Data excerpts:

◇ ◇ ◇ ◇ ◇

PR #3450, opened 2026-01-15
feat: trace connected metrics

### LINKED ISSUE #3341: [Metrics]: Add new Metrics API
[https://develop.sentry.dev/sdk/telemetry/metrics/#public-api](https://develop.sentry.dev/sdk/telemetry/metrics/#public-api)

buenaflor:
## :scroll: Description

Adds trace connected metrics feature to Dart

Closes #3341 

Manual and unit tests

image

image

### Protocol ✅
| Requirement | Status |
|-------------|--------|
| Envelope type `trace_metric` | ✅ `SentryItemType.metric = 'trace_metric'` |
| Content-type `application/vnd.sentry.items.trace-metric+json` | ✅ |
| Format `{"items": [...]}` | ✅ |
| Header `item_count` | ✅ |

### Metric Payload ✅
| Field | Status |
|-------|--------|
| `timestamp` (seconds) | ✅ `millisecondsSinceEpoch / 1000.0` |
| `trace_id` (32-char hex) | ✅ `SentryId.toString()` |
| `span_id` (16-char hex, optional) | ✅ `SpanId.toString()` |
| `name`, `value`, `type` | ✅ |
| `unit` (optional) | ✅ |
| `attributes` (typed, optional) | ✅ |

### Public API ✅
| Method | Status |
|--------|--------|
| `count(name, value, {attributes, scope})` | ✅ |
| `gauge(name, value, {unit, attributes, scope})` | ✅  |
| `distribution(name, value, {unit, attributes, scope})` | ✅ |

### Configuration ✅
| Option | Spec | Implementation |
|--------|------|----------------|
| `enableMetrics` default | `true` | ✅ |
| `beforeSendMetric` | optional | ✅ |

### Default Attributes ✅
- `sentry.environment`, `sentry.release`, `sentry.sdk.name`, `sentry.sdk.version` ✅
- `sentry.replay_id`, `sentry._internal.replay_is_buffering` ✅ (via lifecycle hooks)
- User attributes (`user.id`, `user.name`, `user.email`) guarded by `sendDefaultPii` ✅

### SDK Behavior ✅
- Check disabled → scope attributes → lifecycle dispatch → default attributes → beforeSendMetric → buffer ✅

### Data Category & Rate Limiting ✅
- `trace_metric` → `DataCategory.metric` ✅

### Buffering & Debug Logging ✅
- Uses `InMemoryTelemetryBuffer` ✅
- Debug logging via `internalLogger.debug()` ✅


packages/dart/lib/src/sentry_envelope.dart
```diff
@@ -160,6 +175,20 @@ class SentryEnvelope {
...
+    builder.add(utf8.encode('{"items":['));
+    for (int i = 0; i < encodedItems.length; i++) {
+      if (i > 0) {
+        builder.add(utf8.encode(','));
+      }
+      builder.add(encodedItems[i]);
+    }
+    builder.add(utf8.encode(']}'));
+    return builder.takeBytes();
+  }
```
buenaflor, line 174: this is taken from the span-first branch

packages/dart/lib/src/utils.dart
```diff
@@ -34,3 +36,66 @@ Object? jsonSerializationFallback(Object? nonEncodable) {
...
 }
+
+@internal
+extension AddAllAbsentX<K, V> on Map<K, V> {
+  void addAllIfAbsent(Map<K, V> other) {
+    for (final e in other.entries) {
+      putIfAbsent(e.key, () => e.value);
+    }
+  }
+}
```
buenaflor, line 47: from span-first telemetry enrichment

packages/dart/lib/src/telemetry/metric/default_metrics.dart
```diff
@@ -0,0 +1,100 @@
...
+
+  @override
+  void count(
+    String name,
+    int value, {
+    Map<String, SentryAttribute>? attributes,
+    Scope? scope,
+  }) {
+    internalLogger.debug(() =>
+        'Sentry.metrics.count("$name", $value) called with attributes ${_formatAttributes(attributes)}');
```
buenaflor, line 29: I'm using lazy evaluation `(() =>` for these since these formattings can be potentially heavy when the user has many attributes

packages/dart/lib/src/telemetry/metric/metrics_setup_integration.dart
```diff
@@ -0,0 +1,31 @@
...
+    }
+
+    if (options.metrics is! NoOpSentryMetrics) {
+      internalLogger.debug(
+          '$integrationName: Custom metrics already configured, skipping setup');
+      return;
+    }
+
+    options.metrics = DefaultSentryMetrics(
+        captureMetricCallback: hub.captureMetric,
```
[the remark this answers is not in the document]
buenaflor: added try catch to captureMetric

packages/dart/lib/src/telemetry/default_attributes.dart
```diff
@@ -0,0 +1,55 @@
+import '../../sentry.dart';
+import '../utils/os_utils.dart';
+
+final _operatingSystem = getSentryOperatingSystem();
+
+Map<String, SentryAttribute> defaultAttributes(SentryOptions options,
```
buenaflor, line 6: from span-first branch, this is used by all telemetry pipelines

packages/dart/lib/src/telemetry/metric/metric_capture_pipeline.dart
```diff
@@ -0,0 +1,73 @@
...
+    if (!_options.enableMetrics) {
+      internalLogger.debug(
+          '$MetricCapturePipeline: Metrics disabled, dropping ${metric.name}');
+      return;
+    }
+
+    try {
+      if (scope != null) {
+        metric.attributes.addAllIfAbsent(scope.attributes);
+      }
```
buenaflor, line 25: merge scope attributes before proceeding with the rest

packages/dart/lib/src/telemetry/metric/metric.dart
```diff
@@ -0,0 +1,81 @@
...
+/// The metrics telemetry.
+abstract class SentryMetric {
+  final String type;
+
+  DateTime timestamp;
+  String name;
+  num value;
+  SentryId traceId;
+  SpanId? spanId;
+  String? unit;
```
buenaflor, line 31: according to spec we must not constraint this with an enum and instead the user needs to know which unit types we support

packages/dart/lib/src/transport/data_category.dart
```diff
@@ -29,6 +30,8 @@ enum DataCategory {
         return DataCategory.metricBucket;
       case 'log':
         return DataCategory.logItem;
+      case 'trace_metric':
+        return DataCategory.metric;
```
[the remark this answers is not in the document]
buenaflor: Fixed

packages/dart/lib/src/client_reports/discarded_event.dart
```diff
@@ -70,6 +70,8 @@ extension _DataCategoryExtension on DataCategory {
         return 'feedback';
       case DataCategory.metricBucket:
         return 'metric_bucket';
+      case DataCategory.metric:
```
denrase, line 73: All other types are called like the raw value, so in this case it should be 'traceMetric'

packages/dart/lib/src/telemetry/metric/default_metrics.dart
```diff
@@ -0,0 +1,100 @@
...
+        attributes: attributes ?? {});
+
+    _captureMetricCallback(metric);
+  }
+
+  @override
+  void gauge(
+    String name,
+    num value, {
+    String? unit,
```
denrase, line 46: Is unit a closed set of values? If so, we could provide an enum or similar.

packages/dart/lib/src/telemetry/metric/metric.dart
denrase: Then ignore/resolve my previous comment. 🙇‍♂️

packages/dart/lib/src/telemetry/metric/metrics.dart
```diff
@@ -0,0 +1,26 @@
+import '../../../sentry.dart';
+
+/// Interface for emitting custom metrics to Sentry.
+///
+/// Access via [Sentry.metrics].
+abstract interface class SentryMetrics {
+  /// Increments a counter metric by the given [value].
+  ///
+  /// Use counters to track the number of times an event occurs.
+  void count(String name, int value,
```
denrase: Does it make sense to also expose the Future, or should this API be strictly fire & forget?

packages/dart/lib/src/telemetry/metric/noop_metrics.dart
```diff
@@ -0,0 +1,19 @@
+import '../../../sentry.dart';
+
+final class NoOpSentryMetrics implements SentryMetrics {
+  const NoOpSentryMetrics();
+
+  static const instance = NoOpSentryMetrics();
```
denrase: Do we need to always keep this instance around?

packages/dart/lib/src/telemetry/processing/processor.dart
```diff
@@ -27,46 +31,70 @@ abstract class TelemetryProcessor {
...
-    if (logBuffer == null) {
+    if (_logBuffer == null) {
       internalLogger.warning(
         '$runtimeType: No buffer registered for ${log.runtimeType} - item was dropped',
       );
       return;
     }
 
-    logBuffer!.add(log);
+    _logBuffer.add(log);
```
denrase, line 60: Nice that the compiler knowns that this property value is non-null because of the check, when we'd have to force unwrap before with the computed property.

packages/dart/lib/src/telemetry/default_attributes.dart
denrase: I was already wondering why i'm seeing this added so often. :D

packages/dart/lib/src/sentry_envelope.dart
```diff
@@ -160,6 +175,20 @@ class SentryEnvelope {
     }
   }
 
+  /// Builds a payload in the format {"items": [item1, item2, ...]}
+  static Uint8List _buildItemsPayload(List<List<int>> encodedItems) {
```
denrase, line 163: This should also be shared by `SentryEnvelope.fromLogsData` method.

packages/dart/lib/src/sentry_item_type.dart
```diff
@@ -6,5 +6,6 @@ class SentryItemType {
   static const String profile = 'profile';
   static const String statsd = 'statsd';
   static const String log = 'log';
+  static const String metric = 'trace_metric';
```
denrase, line 9: If we want to update naming, this should also be `traceMetric`?

packages/dart/lib/src/sentry_options.dart
```diff
@@ -545,13 +551,21 @@ class SentryOptions {
   /// Disabled by default.
   bool enableLogs = false;
 
+  /// Enable to capture and send metrics to Sentry.
+  ///
+  /// Enabled by default.
+  bool enableMetrics = true;
```
denrase, line 556: I'm not sure if we did this in Dart, but I remember that we moved logs to experimental options before making it GA. We should consider this here as well.

packages/dart/lib/src/sentry_options.dart
```diff
@@ -545,13 +551,21 @@ class SentryOptions {
...
+
   /// Enables adding the module in [SentryStackFrame.module].
   /// This option only has an effect in non-obfuscated builds.
   /// Enabling this option may change grouping.
   bool includeModuleInStackTrace = false;
 
   late final SentryLogger logger = SentryLogger(clock);
 
+  @internal
+  SentryMetrics metrics = NoOpSentryMetrics.instance;
```
denrase: Might as well just create the instance here once, then we don't have to keep it around when it gets replaced. Could also consider making this `late`.

packages/dart/test/mocks/mock_metric_capture_pipeline.dart
```diff
@@ -0,0 +1,18 @@
+import 'package:sentry/sentry.dart';
+import 'package:sentry/src/telemetry/metric/metric.dart';
+import 'package:sentry/src/telemetry/metric/metric_capture_pipeline.dart';
+
+class FakeMetricCapturePipeline extends MetricCapturePipeline {
```
denrase: Naming: MockMetricCapturePipeline.

packages/dart/test/mocks/mock_metric_capture_pipeline.dart
```diff
@@ -0,0 +1,18 @@
...
+  FakeMetricCapturePipeline(super.options);
+
+  int callCount = 0;
+  SentryMetric? capturedMetric;
```
denrase: Would make sense to do an array of `CaptureMetricCall(metric, scope)`, that way we don't love all previous to the current one.

denrase: Not super important if we don't use it in any test case.

packages/dart/test/mocks/mock_sentry_client.dart
```diff
@@ -11,6 +12,7 @@ class MockSentryClient with NoSuchMethodProvider implements SentryClient {
   List<CaptureTransactionCall> captureTransactionCalls = [];
   List<CaptureFeedbackCall> captureFeedbackCalls = [];
   List<CaptureLogCall> captureLogCalls = [];
+  List<CaptureMetricCall> captureMetricCalls = [];
```
denrase, line 14: Could use this type in the Fake/Mock pipeline.

packages/dart/test/sentry_options_test.dart
```diff
@@ -183,4 +183,10 @@ void main() {
 
     expect(() => options.parsedDsn, throwsA(isA<StateError>()));
   });
+
+  test('enableMetrics is true by default', () {
```
denrase, line 187: No experimental phase or opt-ointment like with logs?

packages/flutter/lib/src/integrations/load_contexts_integration.dart
```diff
@@ -54,55 +55,78 @@ class LoadContextsIntegration extends Integration<SentryFlutterOptions> {
...
               stackTrace: stackTrace,
             );
           }
         },
       );
     }
+
+    if (options.enableMetrics) {
+      options.lifecycleRegistry
+          .registerCallback<OnProcessMetric>((event) async {
```
denrase: For logs we are registering for OnBefore capture, why do we do it for onProcess for metrics? Shouldn't both add attributes at the same time in their journey through the SDK?

packages/flutter/lib/src/integrations/replay_telemetry_integration.dart
```diff
@@ -0,0 +1,97 @@
...
+@internal
+class ReplayTelemetryIntegration implements Integration<SentryFlutterOptions> {
+  static const String integrationName = 'ReplayTelemetry';
+
+  final SentryNativeBinding? _native;
+  ReplayTelemetryIntegration(this._native);
+
+  SentryFlutterOptions? _options;
+  SdkLifecycleCallback<OnBeforeCaptureLog>? _onBeforeCaptureLog;
+  SdkLifecycleCallback<OnProcessMetric>? _onProcessMetric;
```
denrase, line 19: Same here, why does log use OnBeforeCapture (waiting after default auttributes were added), on metrics use `OnProcess`?

packages/dart/lib/src/telemetry/metric/default_metrics.dart
```diff
@@ -0,0 +1,100 @@
+import '../../../sentry.dart';
+import '../../utils/internal_logger.dart';
+import 'metric.dart';
+
+typedef CaptureMetricCallback = void Function(SentryMetric metric);
+typedef ScopeProvider = Scope Function();
+
+final class DefaultSentryMetrics implements SentryMetrics {
```
denrase, line 9: We could also think about refactoring log class `SentryLog` into an interface (abstract class) with noop and default implementation to have an aligned architecture. no need to do this here though.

◇ ◇ ◇ ◇ ◇

Copy out each line of the data that holds the string "added".

- _Answer section_:
buenaflor: added try catch to captureMetric
denrase: I was already wondering why i'm seeing this added so often. :D
denrase, line 19: Same here, why does log use OnBeforeCapture (waiting after default auttributes were added), on metrics use `OnProcess`?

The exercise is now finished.